Allen, I have both the Torges seat and the Seat hammock and like them both. The Hammock is the most comfortable but I also like the Torges because I can place it high on a tree and sit in an almost standing position.

I have made several of the Torges seats and like reinforcing them with 1/8th" or less flat aluminum (see pics) but really not necessary if you have a good board. I made a cushion and sewed a strap to it. As you can see in the pics the rope that holds the seat to the tree also holds the cushion with shoulder strap to it for carrying. If you decide to make one be sure to use rope that will not stretch much. The diagram is my modified version of Dean's original design. Note that I prefer a slotted entry versus the 1" hole because I didn't like dragging the knots through the hole. Much quicker with the slot. The photo's depict two seats, one with hole and one with slot.


----------



## whitetailfreak

http://forum.gon.com/showthread.php?t=775022


----------



## BowHunter89

I really like that Al I may have to scratch one of those together here in the next few days.


----------



## oldfella1962

About three dollars or so. Blast a little spray paint on it in a random pattern and there you go. Invisible to deer, easy for you to find. Let the paint dry and air out, flip it upside down and you're hunting. No moving parts, nothing to squeak or break. Somebody takes it you're out three dollars. Old school but it works.


----------



## Allen Oliver

Many thanks for the ideas so far. Al I am going to make me one of the Torges seats. Okay I have looked for the Tree hammock and have not found one at Wood stalker. did find one made in GA. Also one on Amazon.com called the Dead Ringer. The one in Columbus Ga was from Fanatic Outdoors. Are these one in the same?? Any idea guys???


----------



## frankwright

I have a Torges seat and it does work pretty well, just not as comfortable.
I like to use the hole set up like in the picture, I never liked or trusted the knots and they were either too high or too low.


----------



## Allen Oliver

Just ordered one of the Dead ringer brand tree hammocks off of Amazon. Once I receive it I will post some pics of it in use. Think this is going to be the trick. Looks to be about the same as the Fanatic Brand.


----------



## Allen Oliver

frankwright said:


> I have a Torges seat and it does work pretty well, just not as comfortable.
> I like to use the hole set up like in the picture, I never liked or trusted the knots and they were either too high or too low.



Give us a little demo on how the rope works on your set up Frank.


----------



## ngabowhunter

I also got my hammock seat from Woods Walker Archery. Great people to do business with. I really like the seat it's very comfortable and easy to carry.


----------



## Jake Allen

Tomi uses a Millenum M300 Ground Seat
It will hang on a tree from a 4-5", to about 30" diameter.
Weighs about 4 pounds. She has used one for 3 or 4 seasons now. 
Quiet, stable, easy to set up and right comfortable.


----------



## Nicodemus

Allen Oliver said:


> Just ordered one of the Dead ringer brand tree hammocks off of Amazon. Once I receive it I will post some pics of it in use. Think this is going to be the trick. Looks to be about the same as the Fanatic Brand.
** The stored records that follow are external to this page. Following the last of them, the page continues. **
PR #759, opened 2025-02-10
Manifest update for XCreds 5.2

twocanoes:
Added keys for XCreds 5.2

### DIFF
--- a/Icons/index
+++ b/Icons/index
@@ -567,6 +567,20 @@
 			<key>path</key>
 			<string>Icons/ManagedPreferencesApplications/com.northpolesec.santa.png</string>
 		</dict>
+		<key>com.okta.mobile</key>
+		<dict>
+			<key>hash</key>
+			<string>4ddf4b38aa64491a463bed5ab2081aa3</string>
+			<key>path</key>
+			<string>Icons/ManagedPreferencesApplications/com.okta.mobile.png</string>
+		</dict>
+		<key>com.okta.mobile.auth-service-extension</key>
+		<dict>
+			<key>hash</key>
+			<string>4ddf4b38aa64491a463bed5ab2081aa3</string>
+			<key>path</key>
+			<string>Icons/ManagedPreferencesApplications/com.okta.mobile.auth-service-extension.png</string>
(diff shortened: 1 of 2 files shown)


Manifests/ManagedPreferencesApplications/com.twocanoes.xcreds.plist
```diff
@@ -1521,6 +1582,50 @@ changing “passwordID” to the correct element ID. If the value you typed into
...
+			<key>pfm_app_min</key>
+			<string>5.2</string>
+			<key>pfm_description</key>
+			<string>In some Active Directory environments, users do not use username@domain to login; they use a UPN suffix to make the username easier to use. This setting maps the UPN suffix to the correct AD domain name. For example, if you have an AD domain of foo.com but want users to sign in as user@bar.com, a UPN suffix of foo.com is created in AD and the user account is set to user@foo.com. This setting then would map foo.com to bar.com by setting the key upn to foo.com and the domain key to bar.com.</string>
+			<key>pfm_name</key>
+			<string>upnSuffixToDomainMappings</string>
+			<key>pfm_subkeys</key>
+			<array>
+				<dict>
+					<key>pfm_hidden</key>
```
relgit, line 1595: I'm not sure this provides any benefit here - does it make any difference for you? (I'm aware this is a ProfileCreator-only key).

Manifests/ManagedPreferencesApplications/com.twocanoes.xcreds.plist
```diff
@@ -24,7 +24,7 @@
 			<key>pfm_default</key>
 			<string>Configures XCreds configuration preferences</string>
 			<key>pfm_description</key>
-			<string>The human-readable description of this payload. This description appears on the Detail screen.</string>
```
relgit, line 27: Let's not make changes to the common payload keys (those stating with `Payload...`) because they are generic and except for their default values should be the same throughout all manifests.

relgit (changes requested):
Thanks for the updates @twocanoes, please see my two comments.

PR #772, opened 2025-03-24
Update webhook format in Jamf Setup Manager

fraserhess:


relgit:
Thanks for the update @fraserhess.

Have you tested without `pfm_hidden`? I believe it is not necessary inside of arrays.

fraserhess:
@relgit no, I started by copying and pasting from [the documentation](https://github.com/ProfileManifests/ProfileManifests/wiki/Array-of-Dictionaries) (also, [here](https://github.com/ProfileManifests/ProfileManifests/wiki/Preference-Templates#array-of-dictionaries)) where it says that portion is critical.

fraserhess:
I'm really unsure how to proceed here. I added `pfm_hidden` as it was described as critical in the documentation. While it _appears_ to work without it, the ProfileCreator code [still checks for it](https://github.com/ProfileCreator/ProfileCreator/blob/3ae18c86caec6f97bccc6dee7f67e1ec8bc52820/ProfileCreator/ProfileCreator/Profile%20Editor%20TableView%20CellViews/PayloadCellViewTableView.swift#L401) in some cases

relgit:
Thanks for linking to the docs and the code @fraserhess. I didn't want to make you wait but this was very fascinating and I needed to find an opportunity to dig into it.

So, looking at the code, I found that unfortunately the documentation is incorrect. The key is only important when dictionaries are nested under other dictionaries – not arrays. Kind of raises an eyebrow with how emphasized the importance of `pfm_hidden` is, but anyway, I'm glad that you pointed it out because now we have the option to fix it.

The next thing to do then is to remove the tag, and as soon as you do that I will merge the PR. Thanks!

PR #781, opened 2025-04-23
Update com.secondsonconsulting.baseline.plist

BigMacAdmin:
Adding new Baseline v2.3 features


relgit:
Thanks @BigMacAdmin. You'll notice that I changed the descriptions on the common payload keys so that they reflect Apple's latest, and you may want to sync that back to your original. Cheers!

BigMacAdmin:
Thanks @relgit for adding those back, I think you made a "mass update" during the time that I was developing and I had already copied the old values.

PR #784, opened 2025-04-29
App Auto Patch

TechTrekkie:
This is a profile manifest for the App Auto-Patch tool. With version 3.0 we moved to a configuration profile model and a manifest was created to assist Mac admins with configuring the tool for their environment. 

App Auto-Patch has been growing in popularity and the manifest has been quite useful so far so I felt it was time to get it added to the repo

You can find information about App Auto-Patch here:
[App Auto-Patch Github](https://github.com/App-Auto-Patch/App-Auto-Patch)
[App Auto-Patch Wiki](https://github.com/App-Auto-Patch/App-Auto-Patch/wiki)


Manifests/ManagedPreferencesApplications/xyz.techitout.appAutoPatch.plist
```diff
@@ -0,0 +1,1791 @@
...
+			<key>pfm_description</key>
+			<string>Forces the AAP dialogs to stay on top of all other windows</string>
+			<key>pfm_description_reference</key>
+			<string>https://github.com/App-Auto-Patch/App-Auto-Patch/wiki/Configure-Settings#dialogontop</string>
+			<key>pfm_range_list</key>
+			<array>
+				<string>TRUE</string>
+				<string>FALSE</string>
+			</array>
+			<key>pfm_range_list_titles</key>
```
relgit, line 426: If the titles match the actual values then there's no need for range titles (`pfm_range_list_titles`). I would however recommend to keep it and change the title to something more suitable for display. For example, here you can change `TRUE` and `FALSE` to Force and Do Not Force.

relgit (changes requested):
Thanks for the PR @TechTrekkie. Always nice to see a well made manifest.

I have one specific comment about the use of ranged string preferences which you will see in the code.

After you make changes, please run the file through `plutil -convert xml1 [file name]` to standardize it.

One general recommendation that I have is to consider using the plist boolean type in the future for true/false values. This way they will be displayed as checkboxes in the profile editors, and users would only need one click to set them up.

Cheers!

TechTrekkie:
Hi @relgit ! Thanks for the input. I've made some updates to several of the range titles (`pfm_range_list_titles`) to put some more suitable display titles. I also ran it through standardization. Let me know if that all works or if any additional changes need to be made. 
For future versions, I'll work on updating the `TRUE` and `FALSE` options to boolean after I review and test with my script. 

Thank you!

TechTrekkie (commented):
I updated the file in my repo with updated range titles

relgit:
Thank you @TechTrekkie!

PR #790, opened 2025-05-20
updated manifest for XCreds 5.4

twocanoes:
Note: the app manifest number skips 12 (from 11 to 13) because we did not do a pull request for xcreds 5.3. We would like to the version since version 12 exists other places.


relgit (changes requested):
Thank you for the update @twocanoes. Here are a handful of changes I'd like to ask.

Please replace the use of `float` in `pfm_type` with `real`.

I've noticed that neither `HomeMountEnabled` nor `HomeAppendDomain` have default values. Would you like to add those? We can also discuss adding conditions to exclude these properties if you like since I see that they depend on others.

Lastly, please run the manifest through `plutil -convert xml1` to standardize it.

It's always nice when developers contribute their manifests and we appreciate you continuing to do so.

I just watched the video, and it looks identical to the Fanatic Outdoors hammock seat.

I have one from Fanatic Outdoors and really like it.


----------



## bam_bam

I also have one from fanatic outdoors and I took it to Illinois last year and sat in it for five hours straight once with no issue with comfort.


----------



## Al33

Allen Oliver said:


> The one in Columbus Ga was from Fanatic Outdoors. Are these one in the same?? Any idea guys???



The one I have is from Fanatic. A couple of south Georgia boys produce it. I have no idea if the Dead Ringer is one in the same.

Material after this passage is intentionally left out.